§ **Instructions for the task**
Please count how many lines in the entries below contain "printing" and reply with the figure alone.

(Stored data)
Issue #611, opened 2021-11-19
handles are prefixed with "0x0x" on linux in toascii


ghost:
In this toascii output, handles are prepended with "0x0x" instead of just "0x".
This issue is observed on Linux only.
The output should have a single "0x".

```
"[50]vkBindImageMemory": {
    "return": "VK_SUCCESS",
    "device": "0x0x4",
    "image": "0x0x15",
    "memory": "0x0x16",
    "memoryOffset": Unhandled VkFormatFeatureFlagBits2KHR
}
```

bradgrantham-lunarg:
Fixed by #680

PR #680, opened 2022-03-25
gfxrecon-toascii: Remove extra 0x when printing handles and pointers

davidlunarg:
Fix for issue https://github.com/LunarG/gfxreconstruct/issues/611

### DIFF
--- a/framework/decode/custom_vulkan_ascii_consumer.h
+++ b/framework/decode/custom_vulkan_ascii_consumer.h
@@ -50,7 +50,7 @@ inline std::string HandleIdToString(format::HandleId handleId)
     std::stringstream strStrm;
     if (handleId)
     {
-        strStrm << "\"0x" << reinterpret_cast<const void*>(handleId) << "\"";
+        strStrm << "\"0x" << std::hex << handleId << "\"";
     }
     else
     {
--- a/framework/util/to_string.h
+++ b/framework/util/to_string.h
@@ -65,11 +65,18 @@ inline std::string ToString(uint32_t      apiFlags,
 }
 
 template <typename PtrType>
+inline std::string PtrToString(PtrType* ptr)
+{
+    std::stringstream strStrm;
+    strStrm << "0x" << std::hex << reinterpret_cast<uintptr_t>(ptr);
+    return strStrm.str();
+}
+
+template <typename PtrType>
 inline std::string PtrToString(PtrType ptr)
 {
     std::stringstream strStrm;
-    const void*       val = reinterpret_cast<const void*>(ptr);
-    strStrm << "0x" << std::hex << reinterpret_cast<uint64_t>(val);
+    strStrm << "0x" << std::hex << ptr;
     return strStrm.str();
 }
 
--- a/framework/util/to_string.h
+++ b/framework/util/to_string.h
@@ -68,7 +68,8 @@ template <typename PtrType>
 inline std::string PtrToString(PtrType ptr)
 {
     std::stringstream strStrm;
-    strStrm << "0x" << reinterpret_cast<const void*>(ptr);
+    const void*       val = reinterpret_cast<const void*>(ptr);
+    strStrm << "0x" << std::hex << reinterpret_cast<uint64_t>(val);
     return strStrm.str();
 }
 
--- a/framework/encode/handle_unwrap_memory.h
+++ b/framework/encode/handle_unwrap_memory.h
@@ -25,6 +25,7 @@
 
 #include "util/defines.h"
 
+#include <iterator>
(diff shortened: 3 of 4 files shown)


framework/decode/custom_vulkan_ascii_consumer.h
```diff
@@ -50,7 +50,8 @@ inline std::string HandleIdToString(format::HandleId handleId)
     std::stringstream strStrm;
     if (handleId)
     {
-        strStrm << "\"0x" << reinterpret_cast<const void*>(handleId) << "\"";
+        const void* val = reinterpret_cast<const void*>(handleId);
```
bradgrantham-lunarg, line 53: HandleId is typedef'd uint64_t, so will this `reinterpret_cast` truncate the handle on 32-bit?  Do you think it would work for us to just print the handleID? Like
`strStrm << "\"0x" << std::hex << handleId << "\"";`

framework/util/to_string.h
```diff
@@ -68,7 +68,8 @@ template <typename PtrType>
 inline std::string PtrToString(PtrType ptr)
 {
     std::stringstream strStrm;
-    strStrm << "0x" << reinterpret_cast<const void*>(ptr);
+    const void*       val = reinterpret_cast<const void*>(ptr);
```
bradgrantham-lunarg, line 71: I think on 32-bit `val` may end up being sign-extended, depending on the compiler.  https://godbolt.org/z/v6qro1a3z
Could we `reinterpret_cast` `ptr` directly to `uintptr_t` and then `<<` that?  Like
`strStrm << "0x" << std::hex << reinterpret_cast<uintptr_t>(ptr);`

bradgrantham-lunarg (changes requested):

framework/decode/custom_vulkan_ascii_consumer.h
davidlunarg: It works as well as the old code did on 32 bit. :-)
More seriously, do we support 32 bit, or have plans to? If so, this would be an issue.
I tried just printing the handleId as you suggested. The gcc compiler and VS compiler produce different results - one preceeds the output with a "0x", the other doesn't. I'm not sure why they produce different results. I tried to come up with the simplest code that produces the same output, this is what I found worked after lots of experiments.

framework/util/to_string.h
davidlunarg: I don't think sign extension would be an issue. None of the inputs, outputs, or intermediate values are signed. A conversion from a pointer to an unsigned 64 bit int shouldn't do sign extension.

framework/decode/custom_vulkan_ascii_consumer.h
bradgrantham-lunarg: I dunno; maybe we shouldn't, but right now we do support 32-bit as far as I can tell.  :shrug:  It may be necessary for capturing some older apps that run in a translation layer.

The code
```
    uint64_t handleId = 0x50;
    strStrm << "\"0x" << std::hex << handleId << "\"";
```
results in `0x50` for me in Compiler Explorer for MSVC and gcc and clang, 32-bit and 64-bit.

Do you mean the pointer version may or may not print an "0x"?  For that one I suggested a cast to uintptr_t.

framework/util/to_string.h
bradgrantham-lunarg: The godbolt link shows that it does.  I haven't looked into it; I imagine maybe whether or not sign-extension happens may be undefined or something.

bradgrantham-lunarg: Oh!  I had a typo in my Compiler Explorer example.  https://godbolt.org/z/7hq55vn56  But the result is the same.

framework/decode/custom_vulkan_ascii_consumer.h
davidlunarg: When I tried this in the PtrToString function in the to_string.h change below, I get an extra '0x' - the original bug.  I couldn't get the gcc compiler not to prepend an 0x when outputting a ptr. So given the temp var and casting I had to do in the PtrToString, I decided to have HandleIdToString be the same. I can make them different if you want, but I would prefer they be similar.

davidlunarg:
Suggested changes have been made.

framework/util/to_string.h
bradgrantham-lunarg: Please also change this instance of these two lines to `strStrm << "0x" << std::hex << reinterpret_cast<uintptr_t>(ptr);`

bradgrantham-lunarg (changes requested):

bradgrantham-lunarg (approved):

§ **Completed task**
2